* WHAT THIS TASK INVOLVES *
Find and copy the lines in the records beneath this task that contain the word "braintreepayments".

* PROVIDED DATA *
--------
PR #1682, opened 2026-08-17
feat: Add Compose-friendly initializer for Google Pay

buzzamus:
### Summary of changes
- Created a Compose-Friendly Initializer for Google Pay

### AI Usage

**Which AI Agent Was Used?**
- [ ] Copilot 
- [x] Claude 
- [ ] Other (Type Name Here)

**How was AI used?**
Used Claude to analyze the existing compose initializer patterns and follow same pattern for Google Pay, create tests

- [ ] less than 30% 
- [ ] 30 - 60% 
- [x] 60 - 100% 

### Checklist
- [ ] Added a changelog entry

- @buzzamus

### DIFF
--- a/Demo/src/main/java/com/braintreepayments/demo/GooglePayFragment.kt
+++ b/Demo/src/main/java/com/braintreepayments/demo/GooglePayFragment.kt
@@ -51,7 +51,11 @@ class GooglePayFragment : BaseFragment() {
         savedInstanceState: Bundle?
     ): View {
         googlePayClient = GooglePayClient(requireContext(), args.authString)
-        googlePayLauncher = GooglePayLauncher(this) { paymentAuthResult ->
+        googlePayLauncher = GooglePayLauncher(
+            registry = requireActivity().activityResultRegistry,
+            lifecycleOwner = viewLifecycleOwner,
+            context = requireContext()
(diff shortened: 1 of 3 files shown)


Demo/src/main/java/com/braintreepayments/demo/GooglePayFragment.kt
```diff
@@ -51,7 +51,11 @@ class GooglePayFragment : BaseFragment() {
         savedInstanceState: Bundle?
     ): View {
         googlePayClient = GooglePayClient(requireContext(), args.authString)
-        googlePayLauncher = GooglePayLauncher(this) { paymentAuthResult ->
+        googlePayLauncher = GooglePayLauncher(
+            registry = requireActivity().activityResultRegistry,
+            lifecycleOwner = viewLifecycleOwner,
+            context = requireContext()
+        ) { paymentAuthResult ->
```
noguier, line 58: so technically here we could have left the old code the way it was here since it is still a Fragment, but we can leave it as is as an example for Compose use :)

noguier (approved):
This looks good, thank you for providing the detailed Kdocs too 👍

agedd (approved):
--------
* ANSWER TO THIS TASK *
--- a/Demo/src/main/java/com/braintreepayments/demo/GooglePayFragment.kt
+++ b/Demo/src/main/java/com/braintreepayments/demo/GooglePayFragment.kt
Demo/src/main/java/com/braintreepayments/demo/GooglePayFragment.kt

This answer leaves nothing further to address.